Task to complete ▸ Every line of the data below should be written out word for word.

Records to process ▸
PR #550, opened 2019-05-06
add tuning logic for small sizes

wbgilmartin:
resolves SWDEV-187235 and SWDEV-184150

Add tuning logic related to the small sizes in SWDEV-187235 as well as the sizes in SWDEV-184150

overall these was significant performance improvement across most of the sizes described in the task however due to the fact that these are mostly small sizes that are difficult to tune for the over all efficiency for most of these sizes is > 50%.

-  
-  
-


mahmoodw:
LGTM
* I still need to fix the massage script and some files after the merge to avoid duplicate LdcEqualsLdd flags

mahmoodw:
Will need to redo logic fille massage process since the develop archive files have changed since the last commit.

PR #559, opened 2019-05-15
Switch to Python 3 for virtual environment.

sdquiring:
Required for the switch away from Python 2 in Tensile.


sdquiring:
Good point.  Virtualenv installs the TensileCreateLibrary script inside the root bin directory, we can use that instead.

I don't believe we tried Tensile with any python 3 earlier than 3.5.

PR #562, opened 2019-05-21
trsv implementation

TonyYHsieh:
1. use gemv to implement trsv
2. add trsv_ex function

resolves #___

Summary of proposed changes:
-  some of our users didn't accept to use trsm to implement trsv function.
-  We implement trsv function by using gemv function. We are reference to trsm function and replace gemm by gemv to achieve trsv function which has better performance.
-  We also implement trsv_ex and trsv_ex testcase, all implementation are reference to trsm implementation.

### DIFF
--- a/library/src/blas2/gemv.hpp
+++ b/library/src/blas2/gemv.hpp
@@ -1,0 +1,61 @@
+/* ************************************************************************
+ * Copyright 2019 Advanced Micro Devices, Inc.
+ * ************************************************************************ */
+
+#pragma once
+#ifndef _GEMV_HPP_
+#define _GEMV_HPP_
+
+#include <hip/hip_runtime.h>
+
+template <typename T>
+rocblas_status rocblas_gemv_template(rocblas_handle handle,
+                                     rocblas_operation transA,
+                                     rocblas_int m,
+                                     rocblas_int n,
+                                     const T* alpha,
+                                     const T* A,
+                                     rocblas_int lda,
+                                     const T* x,
+                                     rocblas_int incx,
+                                     const T* beta,
+                                     T* y,
+                                     rocblas_int incy);
+
+template <>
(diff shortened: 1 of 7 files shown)


clients/benchmarks/client.cpp
```diff
@@ -1,5 +1,5 @@
 /* ************************************************************************
- * Copyright 2016 Advanced Micro Devices, Inc.
+ * Copyright 2019 Advanced Micro Devices, Inc.
```
saadrahim: I don't know our policy but I thought copyright is supposed to 2016-2019

TonyYHsieh: update PR for copywrite format

TonyYHsieh:
> The is no need to add TRSV_EX.
> 
> A 3-month-memory allocation scheme for all of rocBLAS has been designed and it will replace TRSM_EX and TRSV_EX

imcarsonliao:
> > The is no need to add TRSV_EX.
> > A 3-month-memory allocation scheme for all of rocBLAS has been designed and it will replace TRSM_EX and TRSV_EX
> 
> So what should I do for this change??
> Can we keep both TRSV_EX and TRSM_EX before new scheme??

Tony, please remove trsv_ex export API, while internally calling to "ex" function is fine.

TonyYHsieh:
> > > The is no need to add TRSV_EX.
> > > A 3-month-memory allocation scheme for all of rocBLAS has been designed and it will replace TRSM_EX and TRSV_EX
> > 
> > 
> > So what should I do for this change??
> > Can we keep both TRSV_EX and TRSM_EX before new scheme??
> 
> Tony, please remove trsv_ex export API, while internally calling to "ex" function is fine.

Hi imcarsonliao,

I have updated commit to remove trsv_ex API.
Please help to review my update.

Thanks,
Tony.

PR #569, opened 2019-05-30
fix pointer declaration in bfloat16 sample

amcamd:
- correct pointer declaration changing from float* to rocblas_bfloat16*


TejashShah:
LGTM. Thanks Andrew for taking care of it.

PR #570, opened 2019-05-30
formatting using clang-format-9

akilaMD:
Summary of proposed changes:
-  Changed clang formatter to /opt/rocm/hcc/bin/clang-format, which is clang-format-9
-  Passes CI
- This fixes the issue that Michael mentioned when running the format check on Ubuntu-18.04
- Rearranges the order of include statements
- Uses .clang-format file that is in line with Google C++ style guide standards
- Jenkinsfile now uses the clang9 branch of rocJenkins instead of the master branch


leekillough:
If and when this is merged, "Squash and merge" should be used. We don't want 25+ commits in the develop branch.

Expected answer ▸
PR #550, opened 2019-05-06
add tuning logic for small sizes

wbgilmartin:
resolves SWDEV-187235 and SWDEV-184150

Add tuning logic related to the small sizes in SWDEV-187235 as well as the sizes in SWDEV-184150

overall these was significant performance improvement across most of the sizes described in the task however due to the fact that these are mostly small sizes that are difficult to tune for the over all efficiency for most of these sizes is > 50%.

-  
-  
-


mahmoodw:
LGTM
* I still need to fix the massage script and some files after the merge to avoid duplicate LdcEqualsLdd flags

mahmoodw:
Will need to redo logic fille massage process since the develop archive files have changed since the last commit.

PR #559, opened 2019-05-15
Switch to Python 3 for virtual environment.

sdquiring:
Required for the switch away from Python 2 in Tensile.


sdquiring:
Good point.  Virtualenv installs the TensileCreateLibrary script inside the root bin directory, we can use that instead.

I don't believe we tried Tensile with any python 3 earlier than 3.5.

PR #562, opened 2019-05-21
trsv implementation

TonyYHsieh:
1. use gemv to implement trsv
2. add trsv_ex function

resolves #___

Summary of proposed changes:
-  some of our users didn't accept to use trsm to implement trsv function.
-  We implement trsv function by using gemv function. We are reference to trsm function and replace gemm by gemv to achieve trsv function which has better performance.
-  We also implement trsv_ex and trsv_ex testcase, all implementation are reference to trsm implementation.

### DIFF
--- a/library/src/blas2/gemv.hpp
+++ b/library/src/blas2/gemv.hpp
@@ -1,0 +1,61 @@
+/* ************************************************************************
+ * Copyright 2019 Advanced Micro Devices, Inc.
+ * ************************************************************************ */
+
+#pragma once
+#ifndef _GEMV_HPP_
+#define _GEMV_HPP_
+
+#include <hip/hip_runtime.h>
+
+template <typename T>
+rocblas_status rocblas_gemv_template(rocblas_handle handle,
+                                     rocblas_operation transA,
+                                     rocblas_int m,
+                                     rocblas_int n,
+                                     const T* alpha,
+                                     const T* A,
+                                     rocblas_int lda,
+                                     const T* x,
+                                     rocblas_int incx,
+                                     const T* beta,
+                                     T* y,
+                                     rocblas_int incy);
+
+template <>
(diff shortened: 1 of 7 files shown)


clients/benchmarks/client.cpp
```diff
@@ -1,5 +1,5 @@
 /* ************************************************************************
- * Copyright 2016 Advanced Micro Devices, Inc.
+ * Copyright 2019 Advanced Micro Devices, Inc.
```
saadrahim: I don't know our policy but I thought copyright is supposed to 2016-2019

TonyYHsieh: update PR for copywrite format

TonyYHsieh:
> The is no need to add TRSV_EX.
> 
> A 3-month-memory allocation scheme for all of rocBLAS has been designed and it will replace TRSM_EX and TRSV_EX

imcarsonliao:
> > The is no need to add TRSV_EX.
> > A 3-month-memory allocation scheme for all of rocBLAS has been designed and it will replace TRSM_EX and TRSV_EX
> 
> So what should I do for this change??
> Can we keep both TRSV_EX and TRSM_EX before new scheme??

Tony, please remove trsv_ex export API, while internally calling to "ex" function is fine.

TonyYHsieh:
> > > The is no need to add TRSV_EX.
> > > A 3-month-memory allocation scheme for all of rocBLAS has been designed and it will replace TRSM_EX and TRSV_EX
> > 
> > 
> > So what should I do for this change??
> > Can we keep both TRSV_EX and TRSM_EX before new scheme??
> 
> Tony, please remove trsv_ex export API, while internally calling to "ex" function is fine.

Hi imcarsonliao,

I have updated commit to remove trsv_ex API.
Please help to review my update.

Thanks,
Tony.

PR #569, opened 2019-05-30
fix pointer declaration in bfloat16 sample

amcamd:
- correct pointer declaration changing from float* to rocblas_bfloat16*


TejashShah:
LGTM. Thanks Andrew for taking care of it.

PR #570, opened 2019-05-30
formatting using clang-format-9

akilaMD:
Summary of proposed changes:
-  Changed clang formatter to /opt/rocm/hcc/bin/clang-format, which is clang-format-9
-  Passes CI
- This fixes the issue that Michael mentioned when running the format check on Ubuntu-18.04
- Rearranges the order of include statements
- Uses .clang-format file that is in line with Google C++ style guide standards
- Jenkinsfile now uses the clang9 branch of rocJenkins instead of the master branch


leekillough:
If and when this is merged, "Squash and merge" should be used. We don't want 25+ commits in the develop branch.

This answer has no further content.